Data supplied:

──────────

Issue #3009, opened 2023-01-12
TSQL grammar parser has tokens not present in lexer


fedorusov:
They are:
- IPV4_ADDR
- IPV6_ADDR
- FILESTREAM_ON

kaby76:
This will need to be fixed. https://github.com/antlr/grammars-v4/issues/2998 https://github.com/antlr/grammars-v4/issues/2990 https://github.com/antlr/grammars-v4/issues/2972#issuecomment-1362331961

PR #3072, opened 2023-02-13
#3009 - ipv[46]_addr, filestream_on tokens

mlorek:
added missing lexer tokens


KvanTTT (changes requested):
Could you please separate tokens reordering and new tokens adding? Use different commits or different pull requests.

Also, shouldn't the new tokens be added to the [keyword](https://github.com/antlr/grammars-v4/blob/master/sql/tsql/TSqlParser.g4#L5009) parse rules? It looks like they can be identifiers.

mlorek:
> Please fix failing tests.

trying to, but they work locally

PR #3074, opened 2023-02-13
add base classes for TypeScript

zwqStella:
Add base classes of TypeScript version.

### DIFF
--- a/python/python3/TypeScript/Python3LexerBase.ts
+++ b/python/python3/TypeScript/Python3LexerBase.ts
@@ -1,0 +1,128 @@
+import { CommonToken } from "antlr4ts/CommonToken";
+import { Lexer } from "antlr4ts/Lexer";
+import { Python3Parser } from './Python3Parser';
+
+export default abstract class Python3LexerBase extends Lexer {
+    tokens: any[];
+    indents: any[];
+    opened: number;
+
+    constructor(input) {
+        super(input);
+        this.tokens = [];
+        this.indents = [];
+        this.opened = 0;
+    }
+
+    reset() {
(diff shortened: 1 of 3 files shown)


kaby76:
This is great! Thanks for doing this.

Antlr doesn't support TypeScript yet, but it's on the verge of supporting it in a few weeks. You can play around with the latest. https://www.npmjs.com/package/antlr4. Just set your package.json to reference 4.12.0-beta.9. I've tested it with abb/ and started adding [templates for TypeScript to trgen](). When Antlr 4.12 is released in a few weeks, I'll update the CI builds to Antlr 4.12 and include testing of the TypeScript target for grammars-v4.

In fact, you might want to play around with the new target right now, and report any things you see missing [here](https://github.com/antlr/antlr4/issues/4110).

kaby76:
Looks like the official Antlr TypeScript target isn't exporting all the required classes and methods needed in this port. I'm working with Eric to iron these problems out before 4.12.0 is released.

zwqStella:
Accidentally closed this PR and the approvals are reset... Are we going to merge this for now, or hold it until we could do some tests with the official Antlr TypeScript supports?

kaby76:
> Accidentally closed this PR and the approvals are reset... Are we going to merge this for now, or hold it until we could do some tests with the official Antlr TypeScript supports?

If it were up to me, I would merge your changes in so it would not be lost, and keep the Issue still open, since the code is incomplete with respect to the new target.

kaby76:
Required changes in antlr4 4.12.0 release for Typescript port to work. https://github.com/antlr/antlr4/pull/4119

teverett:
@zwqStella thanks!

PR #3075, opened 2023-02-13
Support all privileges of MariaDB 10.6 in MariaDB grammar

joschi:
Some privileges supported by MariaDB are missing from the grammar.

This change set adds the missing tokens and tests them against a `GRANT` query with all privileges supported by MariaDB 10.6.x: https://mariadb.com/docs/server/ref/es10.6/privileges/


KvanTTT (changes requested):
We already have separated grammar for MariaDB: https://github.com/antlr/grammars-v4/tree/master/sql/mariadb

@uurl could you check if it's correct to add MariaDB changes to the current grammar? Or they should be added to the separated grammar.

──────────

Brief:
In the listing above, start at the line with "- IPV6_ADDR", go on through the line with "This will need", and copy each of those lines exactly; leave out all the rest.

Written response:
- IPV6_ADDR
- FILESTREAM_ON

kaby76:
This will need to be fixed. https://github.com/antlr/grammars-v4/issues/2998 https://github.com/antlr/grammars-v4/issues/2990 https://github.com/antlr/grammars-v4/issues/2972#issuecomment-1362331961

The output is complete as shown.